Data for the task:
== Segment start ==

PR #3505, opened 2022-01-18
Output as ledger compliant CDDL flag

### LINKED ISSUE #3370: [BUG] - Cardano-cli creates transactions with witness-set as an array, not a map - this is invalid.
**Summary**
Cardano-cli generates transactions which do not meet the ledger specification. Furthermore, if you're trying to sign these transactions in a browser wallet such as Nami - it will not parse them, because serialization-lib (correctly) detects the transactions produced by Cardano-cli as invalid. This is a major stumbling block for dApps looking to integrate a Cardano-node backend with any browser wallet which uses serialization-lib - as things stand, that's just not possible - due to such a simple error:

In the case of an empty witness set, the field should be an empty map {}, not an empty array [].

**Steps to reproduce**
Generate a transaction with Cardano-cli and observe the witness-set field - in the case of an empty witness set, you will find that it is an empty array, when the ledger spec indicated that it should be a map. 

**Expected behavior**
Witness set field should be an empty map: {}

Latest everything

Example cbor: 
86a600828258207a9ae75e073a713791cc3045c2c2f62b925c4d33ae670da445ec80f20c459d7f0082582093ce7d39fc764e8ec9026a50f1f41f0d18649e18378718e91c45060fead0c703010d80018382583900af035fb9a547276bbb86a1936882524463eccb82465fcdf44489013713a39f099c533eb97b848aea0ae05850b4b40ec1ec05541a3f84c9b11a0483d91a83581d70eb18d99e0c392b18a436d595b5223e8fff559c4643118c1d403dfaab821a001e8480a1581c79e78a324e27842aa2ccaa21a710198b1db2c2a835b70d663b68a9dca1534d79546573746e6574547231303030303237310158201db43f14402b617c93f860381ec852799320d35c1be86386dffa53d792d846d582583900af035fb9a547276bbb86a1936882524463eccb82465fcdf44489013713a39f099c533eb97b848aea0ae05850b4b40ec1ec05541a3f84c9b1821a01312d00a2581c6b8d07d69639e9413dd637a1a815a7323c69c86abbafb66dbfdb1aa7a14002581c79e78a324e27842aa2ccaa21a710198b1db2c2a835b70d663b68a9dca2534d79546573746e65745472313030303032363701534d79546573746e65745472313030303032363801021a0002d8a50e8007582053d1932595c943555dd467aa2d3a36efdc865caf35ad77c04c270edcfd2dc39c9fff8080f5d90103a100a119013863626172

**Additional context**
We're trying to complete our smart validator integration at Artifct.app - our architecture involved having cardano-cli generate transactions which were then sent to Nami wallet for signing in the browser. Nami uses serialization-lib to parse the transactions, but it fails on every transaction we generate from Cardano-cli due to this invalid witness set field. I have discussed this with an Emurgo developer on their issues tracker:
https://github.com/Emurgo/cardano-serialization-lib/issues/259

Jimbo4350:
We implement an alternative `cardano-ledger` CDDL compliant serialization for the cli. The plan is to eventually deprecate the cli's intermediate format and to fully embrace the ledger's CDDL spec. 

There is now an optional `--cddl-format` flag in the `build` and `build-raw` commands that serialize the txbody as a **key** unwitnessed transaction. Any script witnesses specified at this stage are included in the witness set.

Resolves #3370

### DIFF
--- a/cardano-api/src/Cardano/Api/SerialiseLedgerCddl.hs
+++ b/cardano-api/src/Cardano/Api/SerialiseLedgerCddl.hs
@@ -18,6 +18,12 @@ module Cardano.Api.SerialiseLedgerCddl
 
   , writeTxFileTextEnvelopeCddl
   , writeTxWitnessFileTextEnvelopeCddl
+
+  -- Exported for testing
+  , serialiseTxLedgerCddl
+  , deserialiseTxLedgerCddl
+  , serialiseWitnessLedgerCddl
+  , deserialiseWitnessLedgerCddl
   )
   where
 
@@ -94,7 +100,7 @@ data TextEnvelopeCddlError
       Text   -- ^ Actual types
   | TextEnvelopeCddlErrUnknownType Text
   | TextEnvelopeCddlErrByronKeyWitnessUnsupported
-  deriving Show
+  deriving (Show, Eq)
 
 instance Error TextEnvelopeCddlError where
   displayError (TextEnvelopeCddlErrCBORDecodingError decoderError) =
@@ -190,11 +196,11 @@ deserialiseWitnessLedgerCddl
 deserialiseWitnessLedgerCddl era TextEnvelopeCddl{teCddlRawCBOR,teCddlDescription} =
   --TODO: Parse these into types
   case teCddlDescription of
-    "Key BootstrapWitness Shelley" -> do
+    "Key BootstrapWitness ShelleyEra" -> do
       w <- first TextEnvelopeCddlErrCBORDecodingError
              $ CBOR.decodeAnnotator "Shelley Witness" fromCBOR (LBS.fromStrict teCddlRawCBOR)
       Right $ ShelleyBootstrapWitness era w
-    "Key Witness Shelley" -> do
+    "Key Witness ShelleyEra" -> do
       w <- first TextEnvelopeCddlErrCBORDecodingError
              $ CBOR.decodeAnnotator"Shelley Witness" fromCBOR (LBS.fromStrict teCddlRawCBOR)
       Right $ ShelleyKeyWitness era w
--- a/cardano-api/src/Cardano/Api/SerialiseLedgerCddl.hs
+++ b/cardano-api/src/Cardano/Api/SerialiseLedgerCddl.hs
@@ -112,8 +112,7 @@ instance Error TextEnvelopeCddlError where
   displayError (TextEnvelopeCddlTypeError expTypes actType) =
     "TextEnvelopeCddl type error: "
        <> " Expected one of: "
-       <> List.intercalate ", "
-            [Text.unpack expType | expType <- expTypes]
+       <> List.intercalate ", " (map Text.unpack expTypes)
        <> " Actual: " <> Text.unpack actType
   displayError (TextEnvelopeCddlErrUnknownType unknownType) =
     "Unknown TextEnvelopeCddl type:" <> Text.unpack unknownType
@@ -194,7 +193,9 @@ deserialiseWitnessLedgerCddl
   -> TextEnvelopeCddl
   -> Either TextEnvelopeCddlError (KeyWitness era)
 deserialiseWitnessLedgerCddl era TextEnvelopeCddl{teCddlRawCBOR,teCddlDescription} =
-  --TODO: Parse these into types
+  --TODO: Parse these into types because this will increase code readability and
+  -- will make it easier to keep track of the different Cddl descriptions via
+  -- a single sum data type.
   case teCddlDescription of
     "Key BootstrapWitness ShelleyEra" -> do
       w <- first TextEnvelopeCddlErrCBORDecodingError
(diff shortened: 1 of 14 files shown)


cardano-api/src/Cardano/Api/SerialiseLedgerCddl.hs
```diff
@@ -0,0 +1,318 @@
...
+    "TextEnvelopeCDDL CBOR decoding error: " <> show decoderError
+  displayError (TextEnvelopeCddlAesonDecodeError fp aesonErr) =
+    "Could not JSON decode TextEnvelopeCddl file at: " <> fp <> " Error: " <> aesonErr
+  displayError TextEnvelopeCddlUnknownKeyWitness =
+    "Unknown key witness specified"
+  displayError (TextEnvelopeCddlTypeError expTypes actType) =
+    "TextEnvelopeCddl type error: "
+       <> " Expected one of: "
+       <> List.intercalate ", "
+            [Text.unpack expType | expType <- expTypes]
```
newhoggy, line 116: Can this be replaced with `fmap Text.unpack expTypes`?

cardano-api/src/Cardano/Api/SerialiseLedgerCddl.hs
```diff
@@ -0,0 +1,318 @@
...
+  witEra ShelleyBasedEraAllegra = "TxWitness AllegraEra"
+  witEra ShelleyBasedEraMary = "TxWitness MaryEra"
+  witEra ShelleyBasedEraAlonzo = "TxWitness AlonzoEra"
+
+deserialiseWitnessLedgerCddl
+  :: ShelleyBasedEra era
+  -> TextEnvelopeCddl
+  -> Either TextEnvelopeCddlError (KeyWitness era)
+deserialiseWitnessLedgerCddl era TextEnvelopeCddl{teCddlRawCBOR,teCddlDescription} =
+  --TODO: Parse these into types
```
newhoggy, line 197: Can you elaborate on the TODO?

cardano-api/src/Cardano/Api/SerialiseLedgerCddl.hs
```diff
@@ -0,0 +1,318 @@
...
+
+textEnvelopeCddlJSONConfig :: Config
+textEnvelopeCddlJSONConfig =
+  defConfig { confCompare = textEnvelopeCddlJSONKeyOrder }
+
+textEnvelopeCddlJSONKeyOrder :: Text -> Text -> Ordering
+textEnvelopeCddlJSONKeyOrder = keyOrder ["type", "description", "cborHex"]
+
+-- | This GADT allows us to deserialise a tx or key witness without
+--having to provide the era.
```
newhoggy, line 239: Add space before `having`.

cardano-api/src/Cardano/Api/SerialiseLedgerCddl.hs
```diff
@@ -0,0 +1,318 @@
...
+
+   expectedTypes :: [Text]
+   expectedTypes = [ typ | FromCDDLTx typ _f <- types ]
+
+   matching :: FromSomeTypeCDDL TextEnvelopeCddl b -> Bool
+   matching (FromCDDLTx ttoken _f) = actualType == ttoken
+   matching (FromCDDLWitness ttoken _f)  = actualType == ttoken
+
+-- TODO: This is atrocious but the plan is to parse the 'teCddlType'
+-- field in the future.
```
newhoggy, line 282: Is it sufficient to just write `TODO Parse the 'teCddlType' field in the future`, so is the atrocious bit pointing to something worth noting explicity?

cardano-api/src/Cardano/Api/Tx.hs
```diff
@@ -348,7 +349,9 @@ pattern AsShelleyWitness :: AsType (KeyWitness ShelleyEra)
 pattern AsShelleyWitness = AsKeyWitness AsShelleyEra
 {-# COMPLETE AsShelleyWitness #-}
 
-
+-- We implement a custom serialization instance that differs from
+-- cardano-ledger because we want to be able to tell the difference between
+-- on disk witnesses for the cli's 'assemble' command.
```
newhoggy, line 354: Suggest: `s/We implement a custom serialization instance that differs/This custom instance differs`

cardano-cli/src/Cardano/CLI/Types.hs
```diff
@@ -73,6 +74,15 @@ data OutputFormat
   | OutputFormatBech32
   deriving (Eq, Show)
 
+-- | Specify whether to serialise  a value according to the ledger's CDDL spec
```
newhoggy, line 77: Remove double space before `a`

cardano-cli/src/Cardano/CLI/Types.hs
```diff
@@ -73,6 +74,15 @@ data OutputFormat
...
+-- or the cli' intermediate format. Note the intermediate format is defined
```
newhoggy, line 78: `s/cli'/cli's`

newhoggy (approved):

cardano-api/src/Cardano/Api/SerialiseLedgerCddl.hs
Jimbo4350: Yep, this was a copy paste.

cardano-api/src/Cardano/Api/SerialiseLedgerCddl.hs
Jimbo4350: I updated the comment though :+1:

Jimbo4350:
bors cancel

== Segment end ==

Print only the lines that run from the start of the listing to the line bearing "Cardano-cli generates transactions"; please keep the first line and that last one, exactly as they appear.

PR #3505, opened 2022-01-18
Output as ledger compliant CDDL flag

### LINKED ISSUE #3370: [BUG] - Cardano-cli creates transactions with witness-set as an array, not a map - this is invalid.
**Summary**
Cardano-cli generates transactions which do not meet the ledger specification. Furthermore, if you're trying to sign these transactions in a browser wallet such as Nami - it will not parse them, because serialization-lib (correctly) detects the transactions produced by Cardano-cli as invalid. This is a major stumbling block for dApps looking to integrate a Cardano-node backend with any browser wallet which uses serialization-lib - as things stand, that's just not possible - due to such a simple error:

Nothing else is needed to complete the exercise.